Mortgage stress, what is it?
While the term itself has no concrete definition, it is widely accepted that mortgage stress occurs when 30% or more of your pre-tax income is going towards your monthly mortgage repayments. This is based on affordability guidelines from the ’80s and ’90s, and has proven to be a reliable way of diagnosing mortgage stress.
With Australian interest rates being at record lows and a rising property market where, more often than not, people are paying $1 million dollars or more, could we be setting ourselves up for mortgage stress and potentially a massive property crash if people can’t afford their mortgage payments or are unable to deal with the stress it is causing?
Are you in mortgage stress?
Based on ABS statistics, a household with earnings around $12,600 per month gross, and a mortgage of $700,000.00 would be starting to show the signs of mortgage stress. These figures are based on a standard variable rate of 4.64% over a 30 year term.
Take this Quick Mortgage Stress Test
- Does more than 30% of your pre-tax salary to go to your monthly home loan repayment?
- Have you had to convert your home loan to interest-only in order to reduce the monthly burden?
- Do you struggle to find enough money to pay your utility bills?
- Are you relying more and more on your credit card(s)?
- Are you only making the minimum payment on your credit card(s)?
- Do you regret buying that fancy car with the balloon payment at the end of the lease?
- Is your relationship is suffering because of financial pressures?
If you answered ‘yes’ to the majority of these questions, then you are experiencing Mortgage Stress. Mortgage Stress can, and does, impact your quality of life. Having to watch every penny, stressing over every bill, constantly worrying whether or not you are going to have enough money to cover everything is no way to live.

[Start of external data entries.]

PR #1047, opened 2026-06-21
Optimize encoding time using caches

ThomasHaas:
This PR adds the method `EdgeEncoder.withCache` which can transform an `EdgeEncoder` into a caching variant of it.
The caching variants are used in the encoding of transitive closures, compositions, and SAT acyclicity constraints.

For transitive closure and compositions we now generate the or clauses in a single n-ary `bmgr.or` call instead of many binary calls. This saves quite a bit of time as well.

Together, both changes can more than half the encoding time.

### DIFF
--- a/dartagnan/src/main/java/com/dat3m/dartagnan/encoding/EncodingContext.java
+++ b/dartagnan/src/main/java/com/dat3m/dartagnan/encoding/EncodingContext.java
@@ -35,11 +35,10 @@ import org.sosy_lab.java_smt.api.NumeralFormula.IntegerFormula;
 
 import java.util.*;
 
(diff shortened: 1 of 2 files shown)


hernanponcedeleon:
Which is the benchmark where you said you saw a huge speed up?

ThomasHaas:
Among ours, I used `challenging/cna.c` with `imm.cat` and `B=3` (or 4?).
Apart from that, all the SVCOMP one's that you mentioned. Generally, you should observe the effect on every larger benchmark + memory model that uses transitive closures.

hernanponcedeleon (approved):

PR #1048, opened 2026-06-24
SVCOMP races in cat

hernanponcedeleon:
Replaces the SVCOMP data race encoding by a cat definition.

While there is some performance overhead (in a run with a 1 min timeout the overhead was between 3x and 4x), in a full run with 15 min, the results are good. We even get better results than the official SVCOMP 2026 results (this is not apples-to-apples since there have been other changes since the version we used for the last competition, including the native compilation and I am running on a different server, but still): 
|  | SVCOMP 2026 | MR |
| :--- | :---: | ---: |
| true | 505 | 508 |
| false | 197 | 215 |
| points | 1207 | 1231 |


cat/svcomp.cat
```diff
@@ -4,5 +4,13 @@ SVCOMP
 let com = (rf | fr | co)
 
 (* Sequential consistency *)
-let hb = po | (com & int) | (rmw^-1? ; (com & ext))
-acyclic hb as sc
+acyclic po | (com & int) | (rmw^-1? ; (com & ext))
+
+(* Data Races *)
+let Atomic = RMW | A
+let sw = [Atomic]; rmw^-1? ;(com & ext); [Atomic]
```
ThomasHaas: Maybe we should change our atomic blocks to tag events inside as atomic A (in addition to RMW).
Then we can simplify this here, and it also makes more sense on the C language level.

cat/svcomp.cat
```diff
@@ -4,5 +4,13 @@ SVCOMP
...
+let hb = (po | sw)+
+let conflict = (ext & ((W * _) | (_ * W)) & loc) \ ((IW * _) | (_ * IW))
+let dr = conflict \ (hb | hb^-1 | (Atomic * Atomic))
```
ThomasHaas: I would put the exclusion of `(Atomic * Atomic)` into the `conflict` relation.

I always have in mind that a race candidate (a conflict) consists of two accesses of different threads to the same location, (at least) one being a write and one being non-atomic.
The race candidate is a proper race if it is unordered in `hb`.

Translating this into CAT would remove the atomic pairs already from `conflict`. But maybe that is just my personal preference :P

cat/svcomp.cat
```diff
@@ -4,5 +4,12 @@ SVCOMP
 let com = (rf | fr | co)
 
 (* Sequential consistency *)
-let hb = po | (com & int) | (rmw^-1? ; (com & ext))
-acyclic hb as sc
+acyclic po | (com & int) | (rmw^-1? ; (com & ext))
```
ThomasHaas: I dislike that this definition is inlined now.
I think we should just define two hb's but with different names, either
(1) `hb-sc` (for consistency) and `hb` (for races), or
(2) `hb` (for consistency) and `hb-race` (for races)
or something similar.

That's my final nitpick. We can merge afterwards :)

hernanponcedeleon: Actually, that was my initial implementation, but I really disliked it and that is why I ended up inlining things.

I might not be completely againts `hb-consistency` and `hb-race` which makes it more explicit why we have two `hb` definitions

ThomasHaas: I saw that you had two hb's before but with the same name. I agree that reusing the exact same name is not good here and that's why we should add suffixes.

ThomasHaas (approved):
LGTM.

PR #1050, opened 2026-06-26
Log OS and clang info

hernanponcedeleon:


dartagnan/src/main/java/com/dat3m/dartagnan/utils/SysInfo.java
```diff
@@ -0,0 +1,39 @@
+package com.dat3m.dartagnan.utils;
+
+import org.slf4j.Logger;
+import org.slf4j.LoggerFactory;
+import java.io.BufferedReader;
+import java.io.IOException;
+import java.io.InputStreamReader;
+
+public class SysInfo {
```
ThomasHaas: Maybe we can have an `EnvironmentInfo` which is a combination of this one and `GitInfo`.
At least I can imagine that we will eventually find something new to log about the execution environment of Dartagnan and we would end up creating a third class of this kind.

ThomasHaas (approved):
LGTM

PR #1051, opened 2026-06-28
Document required/recommended versions for clang and graalvm

hernanponcedeleon:
We recently found out that due to a [change in LLVM IR](https://releases.llvm.org/10.0.0/docs/ReleaseNotes.html#id3), our parser does not properly work with older versions of clang (e.g., we report wrong results for races in [this](https://gitlab.com/sosy-lab/benchmarking/sv-benchmarks/-/blob/main/c/goblint-regression/04-mutex_04-munge_nr.c) program).

Also, we noticed due to a [difference garbage collector configuration up to (and including) 21.3](https://www.graalvm.org/jdk24/reference-manual/native-image/optimizations-and-performance/MemoryManagement/), we can have large overhead.

### DIFF
--- a/README.md
+++ b/README.md
@@ -9,11 +9,11 @@
 
 Requirements
 ======
-* [Maven](https://maven.apache.org/) 3.8 or above
-* [Java](https://openjdk.java.net/projects/jdk/17/) 17 or above
-* [GraalVM](https://www.graalvm.org/) (only if you run in native mode; recommended!) 22 or above for optimal performance
-* [Clang](https://clang.llvm.org) (only to verify C programs) 10 above
-* [Graphviz](https://graphviz.org) (only if option `--witness=png` is used)
+* [Maven](https://maven.apache.org/) version 3.8 or above
+* [Java](https://openjdk.java.net/projects/jdk/17/) version 17 or above
+* [GraalVM](https://www.graalvm.org/) version 22 or above for optimal performance (only if you run in native mode; recommended!)
+* [Clang](https://clang.llvm.org) version 10 or above (only to verify C programs)
+* [Graphviz](https://graphviz.org)
 
 Installation
 ======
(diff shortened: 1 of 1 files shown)


README.md
```diff
@@ -11,8 +11,8 @@ Requirements
 ======
 * [Maven](https://maven.apache.org/) 3.8 or above
 * [Java](https://openjdk.java.net/projects/jdk/17/) 17 or above
-* [GraalVM](https://www.graalvm.org/) (only if you run in native mode; recommended!)
-* [Clang](https://clang.llvm.org) (only to verify C programs)
+* [GraalVM](https://www.graalvm.org/) (only if you run in native mode; recommended!) 22 or above for optimal performance
+* [Clang](https://clang.llvm.org) (only to verify C programs) 10 above
```
ThomasHaas: "10 or above".

Do you want to keep the comment `(only to verify C programs)` inbetween Clang the the version number?
It feels a bit off to me.

hernanponcedeleon: To be honest, I kind of dislike the whole `only if ...` in the documentation. Maybe we should completely get rid of those

ThomasHaas: In what way you want to get rid of those? Recommend them unconditionally or put them elsewhere? I could see adding an `Optional` section, but there you will still need to put a comment for each optional feature.
I could also see making the requirement for clang unconditional because 99.9% of people will use Dartagnan to verify C code (btw. technically we need the provided LLVM code to be in shape of version 10.0.0, irrespective of whether clang is installed or not). However, I would not make GraalVM unnecessarily a hard requirement.

hernanponcedeleon: The one that always "bothered me" was graphviz. I thought generating witnesses and running on C code would cover the majority of the users, but I forgot about graalvm and I agree we might not want to have this as a hard requirement. I guess I will keep the `(only if ...)` but move them to the end of each sentence

ThomasHaas (approved):
LGTM.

So, here’s the real question – Is having that more expensive home or investment property really worth the while?
The ups and downs of interest rates
The current official cash rate of 1.50% is the lowest in our history and gives real estate agents ammunition to spruik their favourite catchphrase ‘There’s never been a better time to buy’. The Reserve Bank tells us the cash rate has averaged 4.95% from 1990 until 2016, reaching an all-time high of 17.5% in January of 1990 and a record low of 1.50% right now.
Of course, the interest rates we pay for loans are higher than the official cash rate. CANSTAR analysis has calculated that the average advertised variable home loan rate over the past ten years (based on the Big 4) has been 7.13%. Canstar’s database now shows there are plenty of low rate home loans in the marketplace, more than 100 of them with advertised rates under 4%.
However if you need interest rates to be this low in order to afford your home or investment property, then you will definitely struggle if and when interest rates rise.
In my opinion, rather than taking on more debt in this low interest rate environment, it is the perfect time to consolidate your mortgage position, and make extra payments to buffer yourself should anything happen in your life further down the track. Our home loan repayment calculator allows you to play around with different ‘what if’ scenarios when you key in your own individual figures.
A mortgage is generally taken out over 30 years, when interest rates will fluctuate many times, often without warning. I think it is financial sense to err on the safe side in the beginning rather than, based on low interest rates, extending yourself to the extreme.
Mortgage stress can impact every nook and cranny of your life. Just because you can borrow the money does not mean you should. One curveball in your life could cause you to lose everything, including your family.